((

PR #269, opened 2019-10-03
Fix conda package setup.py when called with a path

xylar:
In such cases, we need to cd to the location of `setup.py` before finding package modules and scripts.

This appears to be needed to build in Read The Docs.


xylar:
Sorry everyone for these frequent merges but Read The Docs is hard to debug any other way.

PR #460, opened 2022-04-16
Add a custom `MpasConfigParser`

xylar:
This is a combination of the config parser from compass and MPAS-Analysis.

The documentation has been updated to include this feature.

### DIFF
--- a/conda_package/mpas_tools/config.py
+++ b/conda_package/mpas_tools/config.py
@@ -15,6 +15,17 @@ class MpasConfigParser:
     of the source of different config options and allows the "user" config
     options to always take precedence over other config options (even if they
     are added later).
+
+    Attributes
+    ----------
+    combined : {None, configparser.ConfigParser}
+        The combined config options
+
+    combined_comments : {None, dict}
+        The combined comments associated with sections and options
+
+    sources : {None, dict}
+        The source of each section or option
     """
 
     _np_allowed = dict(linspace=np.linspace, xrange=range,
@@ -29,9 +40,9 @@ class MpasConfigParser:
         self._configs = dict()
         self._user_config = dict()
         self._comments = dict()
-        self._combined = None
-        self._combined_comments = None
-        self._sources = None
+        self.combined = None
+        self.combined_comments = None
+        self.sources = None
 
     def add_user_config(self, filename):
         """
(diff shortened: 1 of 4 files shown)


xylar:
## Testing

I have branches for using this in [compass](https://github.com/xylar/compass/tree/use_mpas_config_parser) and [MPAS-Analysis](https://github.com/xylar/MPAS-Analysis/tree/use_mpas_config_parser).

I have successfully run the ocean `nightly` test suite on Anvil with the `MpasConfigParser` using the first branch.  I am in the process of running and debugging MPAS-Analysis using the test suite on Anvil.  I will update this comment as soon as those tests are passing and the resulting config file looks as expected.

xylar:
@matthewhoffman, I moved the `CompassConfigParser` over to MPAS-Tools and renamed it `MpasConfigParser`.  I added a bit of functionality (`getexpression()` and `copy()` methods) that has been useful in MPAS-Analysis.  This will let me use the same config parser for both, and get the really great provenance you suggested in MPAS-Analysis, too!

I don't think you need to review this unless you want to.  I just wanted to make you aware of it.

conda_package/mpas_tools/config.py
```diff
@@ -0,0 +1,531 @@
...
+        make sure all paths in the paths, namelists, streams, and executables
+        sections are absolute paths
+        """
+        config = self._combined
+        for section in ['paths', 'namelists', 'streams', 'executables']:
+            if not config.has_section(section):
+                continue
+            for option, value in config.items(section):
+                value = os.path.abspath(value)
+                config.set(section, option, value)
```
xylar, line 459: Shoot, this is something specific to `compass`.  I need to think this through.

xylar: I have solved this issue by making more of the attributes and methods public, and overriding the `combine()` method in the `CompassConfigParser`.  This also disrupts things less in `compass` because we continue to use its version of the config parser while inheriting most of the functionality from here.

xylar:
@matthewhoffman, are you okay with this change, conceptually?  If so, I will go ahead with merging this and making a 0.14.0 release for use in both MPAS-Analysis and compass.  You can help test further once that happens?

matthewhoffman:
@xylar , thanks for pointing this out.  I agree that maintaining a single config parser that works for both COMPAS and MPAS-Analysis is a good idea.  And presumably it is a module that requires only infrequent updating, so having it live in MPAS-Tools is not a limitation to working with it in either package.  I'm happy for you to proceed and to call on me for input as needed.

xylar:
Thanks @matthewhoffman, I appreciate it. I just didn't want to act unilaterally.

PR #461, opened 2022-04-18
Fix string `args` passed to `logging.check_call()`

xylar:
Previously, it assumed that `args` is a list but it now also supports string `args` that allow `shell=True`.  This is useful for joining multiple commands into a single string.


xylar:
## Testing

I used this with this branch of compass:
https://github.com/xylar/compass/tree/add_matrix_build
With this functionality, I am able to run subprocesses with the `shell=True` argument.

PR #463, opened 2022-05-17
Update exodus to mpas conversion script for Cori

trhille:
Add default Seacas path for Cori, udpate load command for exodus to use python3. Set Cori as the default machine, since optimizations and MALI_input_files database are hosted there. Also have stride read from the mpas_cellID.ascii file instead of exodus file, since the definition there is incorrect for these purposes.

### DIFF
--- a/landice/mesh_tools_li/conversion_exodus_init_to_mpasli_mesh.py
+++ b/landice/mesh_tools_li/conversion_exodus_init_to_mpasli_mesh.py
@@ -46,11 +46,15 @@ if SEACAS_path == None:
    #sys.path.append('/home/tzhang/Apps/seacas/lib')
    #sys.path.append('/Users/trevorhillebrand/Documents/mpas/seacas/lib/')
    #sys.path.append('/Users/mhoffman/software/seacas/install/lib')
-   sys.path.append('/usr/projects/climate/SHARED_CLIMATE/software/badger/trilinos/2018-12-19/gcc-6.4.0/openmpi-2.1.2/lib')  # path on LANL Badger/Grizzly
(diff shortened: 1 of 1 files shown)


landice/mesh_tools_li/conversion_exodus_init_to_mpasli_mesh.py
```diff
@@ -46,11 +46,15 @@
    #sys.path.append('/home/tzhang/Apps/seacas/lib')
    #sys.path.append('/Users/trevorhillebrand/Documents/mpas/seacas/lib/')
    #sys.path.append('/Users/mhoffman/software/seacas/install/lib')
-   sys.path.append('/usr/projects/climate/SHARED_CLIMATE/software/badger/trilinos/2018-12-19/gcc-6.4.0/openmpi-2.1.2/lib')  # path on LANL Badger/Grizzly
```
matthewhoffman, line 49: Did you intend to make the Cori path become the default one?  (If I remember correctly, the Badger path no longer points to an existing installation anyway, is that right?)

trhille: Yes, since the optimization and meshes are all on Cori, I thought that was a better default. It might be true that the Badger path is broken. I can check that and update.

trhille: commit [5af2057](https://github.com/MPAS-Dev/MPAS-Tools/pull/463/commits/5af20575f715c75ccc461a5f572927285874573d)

))

### WHAT THE TASK REQUIRES
Scan the records above and report every line with the string "sections".

### REPLY
+        The combined comments associated with sections and options
+        sections are absolute paths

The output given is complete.